- [DIRECTIONS]: The records below are to be quoted in full; please keep every word exact.

- [PROVIDED MATERIAL]:
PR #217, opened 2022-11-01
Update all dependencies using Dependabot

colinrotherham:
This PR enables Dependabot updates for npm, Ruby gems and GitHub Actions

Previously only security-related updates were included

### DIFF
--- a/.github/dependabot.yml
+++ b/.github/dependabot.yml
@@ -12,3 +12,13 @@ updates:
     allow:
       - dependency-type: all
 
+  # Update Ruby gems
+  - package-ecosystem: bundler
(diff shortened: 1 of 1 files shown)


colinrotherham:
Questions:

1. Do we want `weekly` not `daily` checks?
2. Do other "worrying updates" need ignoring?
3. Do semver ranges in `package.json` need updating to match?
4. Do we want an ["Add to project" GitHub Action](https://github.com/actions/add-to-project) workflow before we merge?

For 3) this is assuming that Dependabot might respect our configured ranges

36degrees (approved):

- [ANSWER BOX]:
PR #217, opened 2022-11-01
Update all dependencies using Dependabot

colinrotherham:
This PR enables Dependabot updates for npm, Ruby gems and GitHub Actions

Previously only security-related updates were included

### DIFF
--- a/.github/dependabot.yml
+++ b/.github/dependabot.yml
@@ -12,3 +12,13 @@ updates:
     allow:
       - dependency-type: all
 
+  # Update Ruby gems
+  - package-ecosystem: bundler
(diff shortened: 1 of 1 files shown)


colinrotherham:
Questions:

1. Do we want `weekly` not `daily` checks?
2. Do other "worrying updates" need ignoring?
3. Do semver ranges in `package.json` need updating to match?
4. Do we want an ["Add to project" GitHub Action](https://github.com/actions/add-to-project) workflow before we merge?

For 3) this is assuming that Dependabot might respect our configured ranges

36degrees (approved):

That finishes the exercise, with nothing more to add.